Being an exotic island was now posing problems for the management in its plans for expansion. Their assessment was that the initial project had been successful for two main reasons: the elaborate training programme which had cost over Rs 2,000 per trainee, and the fact that they had been able to find at least fifty women willing to be trained. It was the presence of the well educated women which had made the training itself a serious and committed programme. Now there were plans for an evening or night shift, but the managers doubted whether more women would come forward to join the plant. The additional workforce would also have to be drawn from the surrounding villages if they were to avoid future labour trouble. Since it was unlikely that all of those women would come from a single village, each would have to travel alone at odd hours. Women with the requisite educational qualifications would probably come from relatively affluent rural homes and those families would probably be unwilling to send them under such circumstances. The managers too were wary of the risks posed for the women in this project.

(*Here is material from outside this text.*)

PR #8216, opened 2026-07-25
fix(dialects/postgres): parse MERGE ... WHEN NOT MATCHED BY SOURCE/TARGET

hdimer:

The initial training exercise also seemed difficult to replicate. They themselves were now very busy running the ongoing operations, and this time they could not hope to get any Japanese help. Moreover, if there were no women in the next batch of trainees, they were worried that the whole group would be less disciplined or willing to undergo the routine. In spite of a ready market for their product, the managers were thus extremely ambivalent about their plans for further expansion.

Women workers

This would indeed be unfortunate because the work in the plant had been highly rewarding for the women workers. The plant was situated in an area with a considerable Muslim population, and eight of the women were Muslims. The rest were from families in which they were the first generation of women to get secondary education. Going to school had itself loosened some of their inhibitions. It had also meant that they were all unmarried at the age of 19 or 20, when they joined the plant. But it was the work that had given them the confidence to feel that they were as capable, if not better, than the men. They were quite sure that they could now tackle any new skills or techniques that the management might bring in. They were also quite firm about having a lifelong career: several had married since joining and a few had also had a baby, but none of them wanted to give the job up. The only thing they were worried about was the possibility of the plant closing down, and whether the skills that they had acquired would be adequate to get another job.

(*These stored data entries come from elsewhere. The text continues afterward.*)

PR #8217, opened 2026-07-25
fix(ci): collapse agent-scan into one pull_request_target workflow

keraion:
The analyze/moderate split existed because `pull_request` runs from forks get a read-only token, forcing a `workflow_run` hand-off with artifact plumbing and PR-number resolution. That resolution used `listPullRequestsAssociatedWithCommit`, which can't see fork-only commits — so moderation failed on exactly the PRs it was built for ([example run](https://github.com/sqlfluff/sqlfluff/actions/runs/30172181698) failing to resolve #8216). It also meant first-time contributors — the accounts AgentScan targets — needed a maintainer to approve CI before the scan ran.

`pull_request_target` (the action's own documented trigger) runs the base-branch workflow definition with a write token and no approval gate, so classification and moderation happen in one job and the PR number comes straight from the payload. Safe because the workflow never checks out or executes PR code — noted in the file for future editors. Moderation behavior (label, sentinel comment, auto-close) is unchanged.

The first commit fixes the fork-PR resolution in the two-workflow shape (kept for history); the second collapses the pair into a single workflow.

Both verified in a fork: the fixed fallback resolved a live PR by `owner:branch`, and the collapsed workflow ran under `pull_request_target` with no approval hold and no-op'd cleanly on an organic classification.

Written with Claude Code.


keraion:
@peterbud I had a first approach that kept the split, but Claude made a good point that these don't really need to be split out and we want the action to run even for first time contributors. This version does use `pull_request_target` but we strictly only run items that are from main closing the security issue there.

peterbud:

There were mixed reactions to the early morning physical exercise routine. Several felt embarrassed because local boys teased them, but others pointed out that this was important to create a mood for team work. It was interesting that all of them, including the Muslim girls, came to work on their own bicycles, although girls riding a bicycle are not a common phenomenon in West Bengal.

Views and practices regarding marriage had also undergone changes. One of the Muslim girls pointed out that in her family, two older sisters had been married without dowry as per Muslim traditions, but for her third sister her father had been forced to give a substantial dowry, because the custom was now making inroads in their community. She had decided that she was not going to be subjected to this, even if it meant her staying unmarried. On the other hand, one of the Hindu girls had married a man of her own choice and had insisted that her father should give her some cash instead of the usual ornaments and clothes, so that she and her husband can set up an independent household. There was an easy camaraderie between male and female workers, in spite of there being marked differences of class or religion. There was some giggling about a Muslim girl who was engaged to a Hindu fellow worker, but there was no shock at this breakdown of traditions. In another instance, one girl had been married off by her father, and has Rs 15,000 in dowry, which all the other women found shameful. Several said that they were saving a part of their salary in order to be able to marry whom they liked, and set up a home. It was therefore a pity that this very enriching experience was essentially a product of an alien hothouse and could not be expected to be easily reproduced on a larger scale.